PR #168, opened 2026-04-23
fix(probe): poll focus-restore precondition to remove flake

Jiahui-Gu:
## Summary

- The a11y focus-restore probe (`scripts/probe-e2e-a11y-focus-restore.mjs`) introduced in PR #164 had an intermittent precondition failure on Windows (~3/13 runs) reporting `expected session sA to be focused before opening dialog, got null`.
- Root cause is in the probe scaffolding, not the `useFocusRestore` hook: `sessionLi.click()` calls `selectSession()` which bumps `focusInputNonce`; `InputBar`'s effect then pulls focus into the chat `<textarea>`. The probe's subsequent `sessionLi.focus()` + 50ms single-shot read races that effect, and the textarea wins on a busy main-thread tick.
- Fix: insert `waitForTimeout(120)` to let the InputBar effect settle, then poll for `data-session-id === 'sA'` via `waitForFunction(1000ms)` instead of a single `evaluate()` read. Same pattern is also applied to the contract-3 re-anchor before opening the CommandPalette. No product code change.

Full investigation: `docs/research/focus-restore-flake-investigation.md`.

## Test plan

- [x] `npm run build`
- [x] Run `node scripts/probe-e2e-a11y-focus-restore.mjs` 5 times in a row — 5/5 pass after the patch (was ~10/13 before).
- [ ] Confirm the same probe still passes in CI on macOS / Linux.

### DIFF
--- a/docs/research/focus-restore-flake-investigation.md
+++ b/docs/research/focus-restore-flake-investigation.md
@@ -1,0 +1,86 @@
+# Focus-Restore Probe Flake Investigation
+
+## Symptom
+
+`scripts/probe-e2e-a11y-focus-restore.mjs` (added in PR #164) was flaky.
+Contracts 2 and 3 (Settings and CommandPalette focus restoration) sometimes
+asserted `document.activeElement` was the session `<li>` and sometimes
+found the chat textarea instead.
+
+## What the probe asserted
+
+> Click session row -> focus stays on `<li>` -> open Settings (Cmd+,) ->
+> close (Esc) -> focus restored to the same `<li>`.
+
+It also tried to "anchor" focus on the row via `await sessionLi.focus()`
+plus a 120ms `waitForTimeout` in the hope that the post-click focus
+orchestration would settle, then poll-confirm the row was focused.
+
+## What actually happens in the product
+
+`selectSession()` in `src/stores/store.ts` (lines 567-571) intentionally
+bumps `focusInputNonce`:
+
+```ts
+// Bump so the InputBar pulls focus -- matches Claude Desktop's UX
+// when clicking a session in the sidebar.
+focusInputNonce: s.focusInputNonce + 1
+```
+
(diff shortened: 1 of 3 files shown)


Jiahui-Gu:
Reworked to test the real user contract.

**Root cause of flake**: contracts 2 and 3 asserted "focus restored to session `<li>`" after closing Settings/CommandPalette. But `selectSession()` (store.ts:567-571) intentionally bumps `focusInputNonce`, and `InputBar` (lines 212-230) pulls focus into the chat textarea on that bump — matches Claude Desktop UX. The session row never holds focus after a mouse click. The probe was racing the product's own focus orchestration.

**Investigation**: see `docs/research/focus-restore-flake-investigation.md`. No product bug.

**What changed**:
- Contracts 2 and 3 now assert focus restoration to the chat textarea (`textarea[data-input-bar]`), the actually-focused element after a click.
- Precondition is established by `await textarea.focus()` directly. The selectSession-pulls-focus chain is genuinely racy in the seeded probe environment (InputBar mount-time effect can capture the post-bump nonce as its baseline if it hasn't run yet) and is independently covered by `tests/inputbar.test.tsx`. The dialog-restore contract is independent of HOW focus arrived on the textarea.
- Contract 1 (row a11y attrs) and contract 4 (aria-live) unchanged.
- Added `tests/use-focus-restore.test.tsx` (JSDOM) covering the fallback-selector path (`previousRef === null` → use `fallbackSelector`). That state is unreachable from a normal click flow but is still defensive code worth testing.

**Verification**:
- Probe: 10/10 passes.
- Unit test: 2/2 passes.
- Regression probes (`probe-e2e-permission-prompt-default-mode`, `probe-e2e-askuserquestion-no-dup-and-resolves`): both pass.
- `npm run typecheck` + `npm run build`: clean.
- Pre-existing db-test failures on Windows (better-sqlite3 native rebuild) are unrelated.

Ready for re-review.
-----
#### What is required
Give the number, and nothing else, of lines in the listing above that include the word "data".

#### Completed exercise
2